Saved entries
·····

PR #2963, opened 2026-06-17
feat(c-bindings): deposit operation

pradovic:
This PR adds channel deposit operations to the FFI bindings. There are two deposit calls:
  - channel_deposit_with_notes — the simpler call; the caller supplies the exact notes to deposit (their whole value enters the channel). A 1:1 port of the existing POST /channel/deposit handler.
  - channel_deposit — the automatic call; the caller passes an amount and the binding
  selects the notes itself, splitting one via a transfer when no exact-value note exists.

  It also adds get_wallet_notes (+ free_wallet_notes), which exposes a wallet address's spendable notes (note ID, value). This is needed so callers can discover the note IDs to pass to channel_deposit_with_notes — the existing get_balance binding only returned a total and discarded the per-note list.

Yes

@pradovic 

yes

No

## Checklist

> [!WARNING]  

* [ ] 2. Description added.

### DIFF
--- a/c-bindings/src/api/wallet.rs
+++ b/c-bindings/src/api/wallet.rs
@@ -25,7 +25,6 @@ use lb_node::{
     generic_services::{CryptarchiaService, WalletService as NodeWalletService},
 };
 use lb_wallet_service::{ClaimableVoucherInfo, TipResponse, api::WalletApi};
-use num_bigint::BigUint;
 use overwatch::services::status::ServiceStatus;
 
 use crate::{
@@ -745,11 +744,8 @@ pub unsafe extern "C" fn transfer_funds(
     } else {
         lb_core::header::HeaderId::from(unsafe { *arguments.optional_tip })
     };
-    let change_public_key = {
-        let change_public_key_bytes =
-            unsafe { std::slice::from_raw_parts(arguments.change_public_key, 32) };
-        ZkPublicKey::from(BigUint::from_bytes_le(change_public_key_bytes))
-    };
+    let change_public_key =
+        unwrap_or_return_error!(unsafe { parse_public_key(arguments.change_public_key) });
     let funding_public_keys = {
         let funding_public_keys_pointers = unsafe {
             std::slice::from_raw_parts(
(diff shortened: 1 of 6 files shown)


c-bindings/src/api/wallet.rs
```diff
@@ -645,3 +784,670 @@ pub unsafe extern "C" fn transfer_funds(
...
+#[repr(C)]
+pub struct ChannelDepositWithNotesArguments {
+    /// Optional pointer to the header ID to build against. If null, the current
+    /// tip is used.
+    pub optional_tip: *const HeaderId,
+    /// The 32-byte channel ID to deposit into.
+    pub channel_id: *const u8,
+    /// Array of pointers to 32-byte note IDs to deposit. Their combined value
+    /// is the deposited amount.
+    pub input_note_ids: *const *const u8,
```
danielSanchezQ: I think is time to introduce a note_id type maybe?

c-bindings/src/api/wallet.rs
```diff
@@ -645,3 +784,670 @@ pub unsafe extern "C" fn transfer_funds(
...
+    let mut selected = Vec::new();
+    let mut total: Value = 0;
+    for (id, value) in notes {
+        if total >= amount {
+            break;
+        }
+        selected.push(id);
+        total = total.saturating_add(value);
+    }
+    (total >= amount).then_some((selected, total))
```
danielSanchezQ, line 1158: this is a naive implementation, at some point we should use some dynamic programming here (knapsack problem). Also, isnt this in the wallet already? 
Otherwise this should be somewhere else to be reused, c-bindings is probably not the best place.

c-bindings/src/api/wallet.rs
pradovic: Agreed. https://github.com/logos-blockchain/logos-blockchain/pull/2963/changes/4baa53409aa6a5556f3780ab4f98f9681eb755f8

c-bindings/src/api/wallet.rs
pradovic: ﻿﻿ Good points, agreed on both.

 Yes, it's in Wallet::fund_tx (wallet/src/lib.rs:164/:515), same naive largest-first + change heuristic (so knapsack would apply there too).

  `channel_deposit` can't just reuse fund_tx because of the split path: (1) we need the note ID of the freshly-created deposit output to point the ChannelDeposit at it, but MantleTxBuilder exposes no accessor for the pending transfer's outputs; and (2) the deposit consumes that same-tx output, so sign_tx (resolves keys from committed ledger) fails with MissingInputNote -> hence the manual assembly + sign_tx_with_zk.

  Agreed it shouldn't live in c-bindings. 
  
  We could create a reusable selection primitive in the wallet crate that the FFI calls, or  a wallet-level method that builds + signs the whole atomic transfer+deposit so the FFI just calls one function (and knapsack has one home)? 
  
  Should we try to do it in this PR or leave it as is with todo?

danielSanchezQ: Ok, let do it in a later pr. imo this should be some kind of buider, can be an specific builder on top of mantletxbuilder. But will do for now.

danielSanchezQ (approved):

·····

| Your assignment |
The reply should consist of all the records, repeated exactly.

| Exercise response |
PR #2963, opened 2026-06-17
feat(c-bindings): deposit operation

pradovic:
This PR adds channel deposit operations to the FFI bindings. There are two deposit calls:
  - channel_deposit_with_notes — the simpler call; the caller supplies the exact notes to deposit (their whole value enters the channel). A 1:1 port of the existing POST /channel/deposit handler.
  - channel_deposit — the automatic call; the caller passes an amount and the binding
  selects the notes itself, splitting one via a transfer when no exact-value note exists.

  It also adds get_wallet_notes (+ free_wallet_notes), which exposes a wallet address's spendable notes (note ID, value). This is needed so callers can discover the note IDs to pass to channel_deposit_with_notes — the existing get_balance binding only returned a total and discarded the per-note list.

Yes

@pradovic 

yes

No

## Checklist

> [!WARNING]  

* [ ] 2. Description added.

### DIFF
--- a/c-bindings/src/api/wallet.rs
+++ b/c-bindings/src/api/wallet.rs
@@ -25,7 +25,6 @@ use lb_node::{
     generic_services::{CryptarchiaService, WalletService as NodeWalletService},
 };
 use lb_wallet_service::{ClaimableVoucherInfo, TipResponse, api::WalletApi};
-use num_bigint::BigUint;
 use overwatch::services::status::ServiceStatus;
 
 use crate::{
@@ -745,11 +744,8 @@ pub unsafe extern "C" fn transfer_funds(
     } else {
         lb_core::header::HeaderId::from(unsafe { *arguments.optional_tip })
     };
-    let change_public_key = {
-        let change_public_key_bytes =
-            unsafe { std::slice::from_raw_parts(arguments.change_public_key, 32) };
-        ZkPublicKey::from(BigUint::from_bytes_le(change_public_key_bytes))
-    };
+    let change_public_key =
+        unwrap_or_return_error!(unsafe { parse_public_key(arguments.change_public_key) });
     let funding_public_keys = {
         let funding_public_keys_pointers = unsafe {
             std::slice::from_raw_parts(
(diff shortened: 1 of 6 files shown)


c-bindings/src/api/wallet.rs
```diff
@@ -645,3 +784,670 @@ pub unsafe extern "C" fn transfer_funds(
...
+#[repr(C)]
+pub struct ChannelDepositWithNotesArguments {
+    /// Optional pointer to the header ID to build against. If null, the current
+    /// tip is used.
+    pub optional_tip: *const HeaderId,
+    /// The 32-byte channel ID to deposit into.
+    pub channel_id: *const u8,
+    /// Array of pointers to 32-byte note IDs to deposit. Their combined value
+    /// is the deposited amount.
+    pub input_note_ids: *const *const u8,
```
danielSanchezQ: I think is time to introduce a note_id type maybe?

c-bindings/src/api/wallet.rs
```diff
@@ -645,3 +784,670 @@ pub unsafe extern "C" fn transfer_funds(
...
+    let mut selected = Vec::new();
+    let mut total: Value = 0;
+    for (id, value) in notes {
+        if total >= amount {
+            break;
+        }
+        selected.push(id);
+        total = total.saturating_add(value);
+    }
+    (total >= amount).then_some((selected, total))
```
danielSanchezQ, line 1158: this is a naive implementation, at some point we should use some dynamic programming here (knapsack problem). Also, isnt this in the wallet already? 
Otherwise this should be somewhere else to be reused, c-bindings is probably not the best place.

c-bindings/src/api/wallet.rs
pradovic: Agreed. https://github.com/logos-blockchain/logos-blockchain/pull/2963/changes/4baa53409aa6a5556f3780ab4f98f9681eb755f8

c-bindings/src/api/wallet.rs
pradovic: ﻿﻿ Good points, agreed on both.

 Yes, it's in Wallet::fund_tx (wallet/src/lib.rs:164/:515), same naive largest-first + change heuristic (so knapsack would apply there too).

  `channel_deposit` can't just reuse fund_tx because of the split path: (1) we need the note ID of the freshly-created deposit output to point the ChannelDeposit at it, but MantleTxBuilder exposes no accessor for the pending transfer's outputs; and (2) the deposit consumes that same-tx output, so sign_tx (resolves keys from committed ledger) fails with MissingInputNote -> hence the manual assembly + sign_tx_with_zk.

  Agreed it shouldn't live in c-bindings. 
  
  We could create a reusable selection primitive in the wallet crate that the FFI calls, or  a wallet-level method that builds + signs the whole atomic transfer+deposit so the FFI just calls one function (and knapsack has one home)? 
  
  Should we try to do it in this PR or leave it as is with todo?

danielSanchezQ: Ok, let do it in a later pr. imo this should be some kind of buider, can be an specific builder on top of mantletxbuilder. But will do for now.

danielSanchezQ (approved):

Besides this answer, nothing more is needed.